Now, there is one more interesting aspect I want to tell you about – the artistic and aesthetic considerations in data presentation. When we make visual presentations of data like pictographs or bar graphs, it is important to make them fit in the intended space. We can control this by choosing the scale appropriately. It is also desirable to make the data presentation visually appealing and easy to understand. For example, when representing heights of mountains, it is more intuitive to use vertical bars (which are also called columns) because mountains go upwards! Similarly, when representing lengths like distances between places, horizontal bars might be more appropriate.
Sometimes, data visualizations are further beautified with more artistic imagery, and these are called infographics or information graphics.
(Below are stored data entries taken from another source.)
PR #4210, opened 2026-07-13
feat(ops): T9 base — one-click stock-prep on-prem acceptance + expected_sha packaging lock

zensgit:
## What
owner 点名"最值得现在开发的一刀":把实体机验收的 **8 个手工步骤压成一次命令**,并把包**锁到确切 git SHA**。**改 0 产品 runtime**。

## A. `scripts/ops/stock-preparation-onprem-acceptance.ps1`
顺序执行、首个失败即停(**从不自愈**——不手工补依赖、**绝不 MIGRATION_EXCLUDE**):
SHA256(+可选 `-ExpectedGitSha` vs metadata)→ 包自带 bootstrap → 迁移 + **确认目标迁移进台账**(非只看退出码)→ pm2 重启 + **轮询 stable-online**(命令返回 0 ≠ 服务稳)→ `/api/health` → 包内 stock-prep smoke → **单个 values-free** `acceptance-summary.txt/.json`,**恰好 9 字段**:`packageShaMatch / migrationStatus / pm2StableOnline / healthcheck / mvpSmoke.pass / auditActionsCovered / selfScanClean / externalPlmK3ErpWrite / failedStage`。

**Token 纪律**:admin token 只从**环境变量或 `Read-Host -AsSecureString`** 读;经 **scoped env var 传给子 smoke、finally 清除**——**绝不**入命令行/文件/日志/摘要。失败只给 `failedStage` + coarse code(迁移名/SQLSTATE/HTTP status),无完整日志。

## B. `multitable-onprem-package-build.yml` — expected_sha 锁
`expected_sha` input:checkout 后 **HEAD 不符即 fail**(杜绝"corrective-8 tag 建自未知 commit")。build git SHA 绑入包 metadata(`gitSha`,验收脚本 `-ExpectedGitSha` 查它)+ Release 名。**artifact-only(publish_release=false)vs publish-release 分离保留**:开发构建带 SHA-in-metadata 但不发 Release,验收点才发。

## 验证(pwsh 本机)
- PS1 语法 clean;workflow YAML valid。
- **静态 contract 测试全过**:摘要恰 9 字段 values-free、token 不入摘要/文件/日志/ArgumentList、无 MIGRATION_EXCLUDE 赋值、pm2 轮询 stable-online。
- **未真跑 Windows 全流程**(沙箱做不了)——首用在 **RC-A** 实体机。

## 范围
这是**基础框架**。RC-A 专属 smoke 断言(ERP 缓存 rows>0 / prepLineRows>0 / auto-match 用缓存)在 **T2/T3/T4 合并后**扩充——按 owner 排序先落框架。


zensgit:
Owner re-review addressed (head `c349ba412`, rebased on main). All four items fixed, each proven load-bearing by a landed mutation.

**P1 package identity** — `-ExpectedGitSha` now extracts `BUILD_PROVENANCE.json.gitCommit` from INSIDE the archive (the bytes Stage 1 checksummed), not the external `<pkg>.json` the workflow writes gitSha into post-build. An old archive carries its own old gitCommit → can't be laundered by a fresh sidecar. Reasons: `provenance_missing` / `provenance_git_commit_absent` / `git_sha_mismatch`.

**P1 bootstrap** — selected by the exact deterministic `<pkgbase>-deploy-bootstrap.ps1`, cross-checked against sidecar metadata `windowsFirstHopBootstrap`, and verified against its SHA256SUMS entry by exact name. No more `Select-Object -First 1` running another package's installer.

**P2 smoke** — fail-closed: green exit is not steady unless `mvpSmoke.pass=true` AND `auditActionsCovered=8/8` AND `selfScanClean=true`; absent/unparseable → FAIL.

**P2 pm2** — restart_time + pm_uptime baseline captured after the deliberate restart; any later increase = crash-loop = FAIL (a bare `online` sample misses a loop between the 2s polls).

**P2 values-free** — claim scoped in the docs to the `.txt/.json` summary artifacts; console transcript coarsened (raw pm2 output suppressed) and explicitly marked NOT a values-free surface.

**Verification (all LOCAL — no pwsh workflow exists; run `pwsh -File scripts/ops/__tests__/stock-preparation-onprem-acceptance.behavior.tests.ps1`):** 20 checks — 10 subprocess (real `.tgz` with embedded `BUILD_PROVENANCE.json` + correctly-named bootstrap/SHA256SUMS, driving identity/bootstrap/migrate) + 10 dot-sourced pure-helper checks (smoke/pm2 fail-closed logic, reachable via a new entry-point guard). Mutations: identity revert → 9 red, bootstrap → 3 red, smoke → 4 red, pm2 → 2 red; restore → 20/20 green. Static contract tests pass.

⚠️ These `scripts/ops/__tests__/*.ps1` tests run in **no CI workflow** (nothing runs pwsh). Proposed follow-up (needs your OK — CI infra): add a path-filtered guard that runs them. Until then, local run is the only gate.

Not armed.

zensgit:
Two verification-honesty clarifications (advisor-flagged), head `df12241f7`:

1. **Contract field name confirmed against the real producer.** The fixture writes `gitCommit` and the reader reads `gitCommit` — self-consistent, so the test alone couldn't prove the field name matches what packaging actually emits. Verified directly: `multitable-onprem-package-build.sh:497` emits `"gitCommit": "${git_commit}"` and `"schema": "metasheet-onprem-build-provenance/v1"` (the JSON key is camelCase even though the shell var is snake_case). So the identity check reads the field the real RC package carries — it will not false-fail on a real build. Pinned with a comment in the fixture so a future producer rename is caught.

2. **Stage→helper wiring is inspection-verified, not executed.** The 10 pure-helper checks exercise `Test-SmokeOutcome`/`Test-Pm2StableSample` directly. That `Invoke-SmokeStage` calls `Test-SmokeOutcome` and gates on `.ok` (and likewise `Invoke-Pm2StableStage`) is verified by reading the code, not by an executing test — driving those stages end-to-end needs a live pm2 + server that isn't available off a Windows host (which is also why the helpers were extracted: `Stop-WithFailure` calls `exit`). Flagging explicitly per the triggered≠verified doctrine.

zensgit:
P2 + both P3s addressed (head `76e59fb6a`, rebased on main).

**P2 (provenance-root fake-PASS) — closed.** You were right: `Get-ArchiveProvenanceGitCommit` used `Get-ChildItem -Recurse … | Select-Object -First 1` — the exact Select-First-1 ambiguity I'd removed for the bootstrap. A malformed package with provenance ONLY nested (no root file) returned the expected SHA. Now it requires exactly one deterministic top-level package root and reads ONLY `<root>/BUILD_PROVENANCE.json`: 0 or >1 top-level dirs → `provenance_root_ambiguous`; missing root file → `provenance_missing`. Two new negatives (nested-only, ambiguous-root); mutation (revert to recursive first-match) → both RED.

**P3 (CI) — wired.** Added one `shell: pwsh` step to the **K3 WISE offline PoC** job in plugin-tests.yml (ubuntu ships pwsh + tar + node; runs once, not across the 18/20 matrix) executing both the contract + behavioural suites — the only CI that runs these checks. Note: that job is **not currently a required merge gate** (required = contracts×3 / pr-validate / test-20.x / web-tests); making it required is a branch-protection change on your side.

**P3 (wording) — fixed.** The package-build workflow's "Bind build SHA" note and the script's `.SYNOPSIS`/`.PARAMETER` now state the `-ExpectedGitSha` lock verifies `BUILD_PROVENANCE.json.gitCommit` inside the checksummed archive, not the external sidecar.

**Verification (local):** 11 contract + 22 behavioural = 33 checks green (was 31; +2 provenance-root negatives); PS parse clean; both YAMLs valid; `git diff --check` clean. Not armed — clears on your re-review.

zensgit:
P2 (values-free leak) closed + P3 count drift fixed — head `e8a3a5949`, rebased on main.

**P2 — malformed-provenance leak clamped.** You were right: `Get-ArchiveProvenanceGitCommit` parsed unguarded, and on **Windows PowerShell 5.1** (the production runtime — the script is `#requires -Version 5.1`) `ConvertFrom-Json`'s exception message echoes the offending JSON verbatim, which Stage 1 wrote into `failDetail.reason`. Two-layer fix: (1) clamp the parse in try/catch → fixed `provenance_invalid`; (2) Stage 1's catch fail-closes any non-whitelisted reason to a generic `provenance_error`, so no raw message can ever surface.

**Sentinel test — and an honesty note.** I added the malformed-JSON sentinel with a `MAT-001-SECRET` payload. Important: **PS 7 (the CI/test runner) does NOT echo JSON content in the parse error**, only PS 5.1 does — so a raw string-scan of the summary is *vacuous* on PS 7 (green with or without the clamp). I therefore made the **load-bearing, version-independent** assertion `failDetail.reason ∈ {fixed whitelist}` (mutation → raw message → RED on any PS version), kept `reason == 'provenance_invalid'` (also RED under mutation), and kept the string-scan only as an honestly-labelled belt (meaningful on PS 5.1). Mutation restoring the raw-message path → both load-bearing checks RED.

**P3 (count drift) — fixed.** CI comment now reads 36 checks (11 contract + 25 behavioural).

**Verification (local):** 11 + 25 = 36 green; provenance-root + leak mutations RED as described; PS parse clean; YAML valid; diff clean. Not armed.

zensgit:
P3 (required gate) addressed — head `326063753`, rebased on main.

Wired the T9 acceptance tests into the **required** gate: moved the single pwsh step into the `test` job guarded by `if: matrix.node-version == '20.x'` (runs once, not across the 18/20 matrix; early, before pnpm install — pwsh/tar ship on ubuntu, node is already set up), so a regression fails the required **test (20.x)** check. Removed the now-duplicate step from the (non-required) K3 WISE offline PoC job. (The alternative — making the PoC context required — is a branch-protection change on your side; this needs none.)

36 checks (11 contract + 25 behavioural) green locally; YAML valid; diff clean. Not armed — clears on re-review.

The aim of infographics is to make use of attention-attracting and engaging visuals to communicate information even more clearly and quickly. However, we need to be careful! Sometimes, making visual representations too fancy can also mislead people. For example, if we draw taller triangles to represent taller mountains, but we also make them wider, that might give the wrong impression that taller mountains are also wider. But that is not necessarily true! So we must always be careful when making or reading infographics to ensure that we are not misled.
Now, students, we have covered all the main concepts in this chapter. Let me summarize everything we have learned today in a way that will help you remember.
First, we learned what data is – it is any collection of facts, numbers, measures, observations, or other descriptions that convey information. Then we learned about collecting and organizing data. We learned that we can use tally marks to count, and when we have counted everything, we get frequencies. We learned that organizing data in a table makes it easier to understand. We also learned that arranging data in order (ascending or descending) helps us find answers quickly.
Then we learned about pictographs. Pictographs represent data using pictures or symbols. Each picture represents a certain number, which is called the scale or key. We learned how to read pictographs and how to draw them. We learned that pictographs are great for small amounts of data but can become challenging for large data.
After that, we learned about bar graphs. Bar graphs use bars to represent data. The bars have equal width and are equally spaced. The length or height of each bar represents the frequency. We learned how to choose an appropriate scale and how to draw a bar graph. We learned that bar graphs are very useful for comparing different categories and for understanding trends over time.
Finally, we learned about the artistic and aesthetic aspects of data presentation. We learned that we should choose vertical or horizontal bars depending on what we are representing. We learned about infographics and how they can be visually appealing but might sometimes be misleading if not done carefully.
So students, these are all the important concepts from Chapter 4 – Data Handling and Presentation. Remember, data is all around us, and being able to collect, organize, and present data is a very useful skill. Whether you are looking at the scoreboard in a cricket match, reading about the population of India, or understanding the results of a survey, you are using these concepts. I hope you enjoyed this lesson and that you will practice these skills by collecting and presenting data about things around you. Thank you for listening so attentively, and I will see you in the next lesson!